今日最後の一袋と決めていたゴミ袋を縛りあげたとき、西川が同じように並んで立った。
「疲れたね~」
ビニール手袋を外して、ぷらぷらと手を宙に散らす。
「しばらく自分の家の掃除はできそうにないな。家でも掃除してたら気が狂いそうだ」
「同感~」
もう切り上げ時だ。江南さんもそう思っているらしく、だるそうにこちらに歩み寄ってきた。それから言う。
「お疲れ。今日も助かった」
「梨沙ちゃんのためだから当たり前だよ~。明日もやる?」
「そうしてもらえると助かるけど……」
ちらっと俺を見てきたので、仕方なく「大丈夫」と返してやった。
「そ。じゃあ、明日もよろしく」
「はいはい~」
江南さんの部屋に置いていた荷物を回収し、玄関まで向かう。靴を履いている最中に、また江南さんに声をかけられた。
「あのさ」
「なに?」
ゴミが積みあがっているせいで、靴を履くだけでも一苦労だ。一部を江南さんの部屋に押し込んだことで、ようやく通れるスペースを作ることができた。江南さんが考え込んでいるようなので、待っている間に靴を履き終わってしまった。
「梨沙ちゃんどうしたの~?」
隣の西川が、ニコニコと笑いながらそう尋ねる。その笑顔で少し気が楽になったのか、ようやく江南さんが口を開いた。
「あんたら、よく引かないよね」
今日に限っては、江南さんから自信が失われている。しゃべり方や細かな立ち居振る舞いに変化はないけれど、その言葉の一つ一つに違和感を覚えてしまう。
戸惑っていないのは、西川だけだ。
「こんなの背負わせて、重いんじゃないかって思ってる?」
何気なく発せられた西川の言葉に、江南さんがうなずく。
「あんまり人に頼むようなことじゃなかったかもしれない」
「でも、頼みたいって思ったから、こうしたわけでしょ。あたしは気にしてないよ~」
「ほんとに?」
「あのね、梨沙ちゃん」
珍しく真面目な顔になった西川は、江南さんの肩に手を置いた。
「難しいことを考えすぎだよ。わたしは、梨沙ちゃんを助けたいだけ。考えすぎてると、自分がホントは何がしたいかわからなくなっちゃうよ。だからシンプルでいいの。梨沙ちゃんは助けてもらいたい。わたしは助けたい。なおっちだって、そういう気持ちがあるからそうしているだけだと思う。じゃなければ引き受けないって」
「まぁ……」
こればかりは西川の言う通りだ。
江南さんは、一応納得したらしく、「そ」といつものように返すだけだった。
俺と西川は、マンションから出て駅まで並んで歩く。西川は、どうでもいいことをしきりに話しながら、ころころと表情を変えている。

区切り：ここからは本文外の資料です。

PR #635, opened 2023-09-18
Changing ingestion consumption check avoiding race condition.

haoxu07:

Previously, when OFFLINE => DROP transition happen, we will check if we can remove the partition from disk only based on partition consumption state exist or not. However, it is also possible that there are some pending state transitions in consume action queue of the `StoreIngestionTask`.  If we drop the partition and there is a pending SUBSCRIBE action in consumption queue, then it will cause data persistence failure due to partition not existed in disk. To avoid this, we add pending queue checking for the partition about to be deleted during the partition consumption check. 

## How was this PR tested?

internal CI

### DIFF
--- a/clients/da-vinci-client/src/main/java/com/linkedin/davinci/kafka/consumer/StoreIngestionTask.java
+++ b/clients/da-vinci-client/src/main/java/com/linkedin/davinci/kafka/consumer/StoreIngestionTask.java
@@ -3321,10 +3321,10 @@ public abstract class StoreIngestionTask implements Runnable, Closeable {
   /**
    * To check whether the given partition is still consuming message from Kafka
    */
-  public boolean isPartitionConsuming(int userPartition) {
-    Boolean subPartitionConsumptionStateExist =
+  public boolean isPartitionConsumingOrHasPendingIngestionAction(int userPartition) {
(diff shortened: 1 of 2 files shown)


clients/da-vinci-client/src/main/java/com/linkedin/davinci/kafka/consumer/StoreIngestionTask.java
```diff
@@ -3325,7 +3324,10 @@ public void disableMetricsEmission() {
    * To check whether the given partition is still consuming message from Kafka
    */
   public boolean isPartitionConsuming(int userPartition) {
-    return amplificationFactorAdapter.meetsAny(userPartition, partitionConsumptionStateMap::containsKey);
+    Boolean subPartitionConsumptionStateExist =
+        amplificationFactorAdapter.meetsAny(userPartition, partitionConsumptionStateMap::containsKey);
+    Boolean pendingPartitionIngestionAction = hasPendingPartitionIngestionAction(userPartition);
```
lluwm, line 3329: LGTM! nit, Boolean -> boolean? and same for L3327

lluwm (approved):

そういえば、俺は西川のことをあんまり知らないんだよな……。
俺は、何となく不思議な気持ちで見ていた。
どうやって江南さんと仲良くなったとか。家ではどんな風に過ごしているのかとか。自分のことを話さないという意味では、西川も江南さんも近いところがあるのかもしれない。
「どうした?」
返事をしない俺に、西川が怪訝そうな顔をする。俺は、なんでもないと答えて、また歩き始めた。